Farah’s unflinching account of life under dictator Mohamed Siad Barre eventually led him into exile. He taught in Europe, North America, and other parts of Africa, writing in 1998: “My novels are about states of exile; about women shivering in the cruel cold in a world ruled by men; about the commoner denied justice; about a torturer tortured by guilt, his own conscience; about a traitor betrayed.” Secrets, the third novel in his second trilogy, which includes the novels Maps (1986) and Gifts (1992), was published in 1998. Links (2003), Knots (2006), and Crossbones (2011) form another trilogy. Farah’s previous novels include North of Dawn (2018).
Farah’s achievements in the literary field include being awarded the Neustadt International Prize for Literature in 1998 and being shortlisted for the Booker Prize multiple times. He is celebrated for his insightful portrayal of Somali society and his skillful exploration of universal themes such as love, loss, and resilience. Additionally, Farah’s work has contributed to a greater understanding of African literature on the global stage. He currently resides in Minneapolis, Minnesota, and Cape Town, South Africa.
Quotes from Nuruddin Farah:
“I have tried my best to keep my country alive by writing about it.”
“No writing is good enough until you, as an author, make a small contribution, the size of a drop, into the ocean of the world’s literature.”
“Many more villagers, who have seen an elephant for the first time in their lives, give absurd exaggerations regarding his size, weight, and height. One of them describes him as ‘a fundament!’. Another, elaborating, alludes to the term ‘firmament,’ because of the elephant’s hugeness. He felt as though the sky was obliterated from his vision. The last to be interviewed by the local TV station swears that he sensed the world lean forward as the elephant came closer and tilt backwards as the beast walked away.

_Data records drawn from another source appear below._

PR #1151, opened 2016-09-18
SD: change URLs to use www.sdlegislature.gov

cliftonmcintosh:
Requests to `legis.sd.gov` are re-directing to `www.sdlegislature.gov` and scraping will not complete. This is to change the URLs to the new one. Also, some div IDs have changed on the site, and scraping was not working because of those. I have corrected those as well.


mileswwatkins:
Thanks @cliftonmcintosh!

PR #1165, opened 2016-12-03
[WIP] Update SD for 2017 session

mileswwatkins:
Won't run while the list of 2017 bills is empty, needs to have the scraping of those confirmed to work.


mileswwatkins:
Scraping 2016's session bills fine, for now we'll assume it's fine with 2017's. Other data ingesting fine, AFAICT.

PR #1169, opened 2016-12-09
Added "Getting Started" instructions to the README

mshenfield:
This includes information on how to
* build and run the Docker development environment
* run any tests (just `il` for now)

It also explains how the project relates to `billy`, and that the Dockerfile entry-point  is the `billy-update` command.


jamesturk:
thanks for this Max! 

as an aside: we'll probably want to tweak the notes to not encourage people to run the tests here (the real tests are in the billy repo, we encourage scrapers to be written to "break early & often" as we'd much rather know that a scraper is broken than have it fail silently. over the years we've determined this doesn't play nicely w/ most people's test strategies, which is why the true testing is at the framework level and not here)

Issue #2868, opened 2019-02-14
Switch Docker Compose Postgres port from 5432 to 5433?


mileswwatkins:
cc @jmcarp @jamesturk 

Devs may have a local Postgres server already running at `5432`, the default Postgres port. This makes it a pain to connect to the Docker Compose `postgres` service, which tries to be available at that same `localhost:5432` port.

The solution I've used in the past, that I like, is to map the Docker Compose Postgres to another port, like `5433`. Thoughts on doing this here, or would it cause headaches that I'm not considering?

jamesturk:
I don't have any objection, I think as long as it got updated everywhere it'd be fine (I don't use the docker compose DB myself so I'm less likely to know if there'd be issues)

PR #2870, opened 2019-02-15
Switch Postgres port from 5432 to 5433 to improve usability from local psql; cc #2868

mileswwatkins:
@jmcarp, let me know if this looks good to you; I've used this solution on other projects and it solves some headaches


jamesturk:
external port is now 5405

PR #2871, opened 2019-02-15
CA: Upgrade MySQL container from version 5 to 8

mileswwatkins:
Running the CA download and import using MySQL 8 instead of 5 is working smoothly. I'm not very familiar with the MySQL community, though; is using 5.7 still standard/best-practice?

### DIFF
--- a/docker-compose.yml
+++ b/docker-compose.yml
@@ -28,7 +28,7 @@ services:
     depends_on:
     - postgres
   mysql:
-    image: mysql:5.7
+    image: mysql:8
     command: mysqld --max_allowed_packet=512M
     ports:
     - "3306:3306"


showerst:
MySQL 8 has been stable (GA) for about a year now, so should be fine, especially for this use case where we're just spinning up and then killing them. 

There are some indexing/behavior changes but they're small so if the import worked, i think we should be ok. I'm gonna merge this.

mileswwatkins:
Go for it. My only adjacent thought is that some of the shell commands used in the California task definition may need to be rejiggered – but they're _already_ not working, so that would be necessary anyway.

showerst:
Mark my words for next session i'm just gonna take a weekend and rewrite this stupid scraper to use the flatfiles they include in the download.

PR #2872, opened 2019-02-15
Switch Docker Compose to MariaDB container, to mimic Alpine server used in production

mileswwatkins:
Ugh, actually @showerst, the environment we should've been reproducing in Docker Compose is MariaDB. Alpine apparently switched from MySQL to MariaDB in their 3.2 release, and our Dockerfile uses MariaDB packages when installing (and then running in production).

### DIFF
--- a/docker-compose.yml
+++ b/docker-compose.yml
@@ -28,8 +28,8 @@ services:
     depends_on:
     - postgres
   mysql:
-    image: mysql:8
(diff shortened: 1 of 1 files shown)


mileswwatkins:
Again, tested the download and ingest locally myself. Merge if my thinking here makes sense.

PR #2906, opened 2019-03-05
CA: fix duplicate bills

estaub:
This addresses the ongoing corruptions reported in https://github.com/openstates/openstates/issues/2880, but someone will need to fix the database. 

(It is also a poster child for why functions that run on for pages and pages are a bad thing!)

### DIFF
--- a/openstates/ca/bills.py
+++ b/openstates/ca/bills.py
@@ -577,10 +577,10 @@ class CABillScraper(Scraper):
                 full_loc = vote.location.description
                 first_part = full_loc.split(' ')[0].lower()
                 if first_part in ['asm', 'assembly']:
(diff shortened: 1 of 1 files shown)


jamesturk:
thanks for this Ed!  I'll take a swing at the DB after this runs & I can verify they aren't being recreated

estaub:
@koryp123 This query works for me, can you share what's failing for you?

```graphql
{
  bill(jurisdiction: "California", session: "20192020", identifier: "SB 699") {
    id
    identifier
    title
  }
}
```

estaub:
@koryp123 See https://github.com/openstates/openstates/issues/2880#issuecomment-470272376

PR #2958, opened 2019-04-29
Updated regex Line 30

cultureclap:
Two forward slashes are needed to escape - maybe a Python 3 thing?


mileswwatkins:
Thanks, Canin! What issues is the existing code causing on your end? I believe that the raw string formatting (`r'…'`) allows single backslash characters to work fine on their own, which is why it's so often used with `re` syntax. But let me know if we're missing something here.

```
>>> print('\s{1,4}')
\s{1,4}
>>> print(r'\s{1,4}')
\s{1,4}

>>> print('\\s{1,4}')
\s{1,4}
>>> print(r'\\s{1,4}')
\\s{1,4}
```

PR #2995, opened 2019-06-23
HI: Issue 2957: fix duplicate vote pseudo-ids when vote reconsidered.

estaub:
If a line in a bill's action log includes "reconsider" after a vote, this patch prepends "Reconsider: " to the next vote's name.


showerst:
Thanks Ed!

PR #3031, opened 2019-10-23
MI: Handle HTTP error when fetching roll call document

jessemortenson:
404 on request for a roll call document (vote details) would cause whole scrape to fail

Should fix additional issue identified on #3029


jamesturk:
thanks!

PR #3033, opened 2019-10-30
WI: Add 2019 November Special Session

showerst:
NOTE: Don't merge until November 11, after testing. Just queuing this up since i'll be out of town.


showerst:
Looks like they didn't end up adding this to the site.

PR #3041, opened 2019-11-20
NY: Make text url load full billtext

showerst:
By default NY HTML urls weren't pulling the bill's text, you had to click a button. This changes the URLs to include the billtext.


showerst:
Head's up @jessemortenson since I recall you using New York regularly.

This large mammal ambles purposefully. He pays no heed to the crowded silence following him in stealthy consciousness. One of the villagers, a woman often suspected of dabbling in witchcraft, talks of her inspired theory: that this was no elephant, more like a human on a holy mission of avenging justice. Two other witnesses, neither having had any contact with the woman, speak in substantiation of the woman’s claims, giving as evidence the observation that the elephant turned around when someone said something in Somali. Several villagers will not comment, afraid of a fitting retribution should they do so.”“There are moments in one’s life when everything one considers to be a win is for all practical purposes a loss.”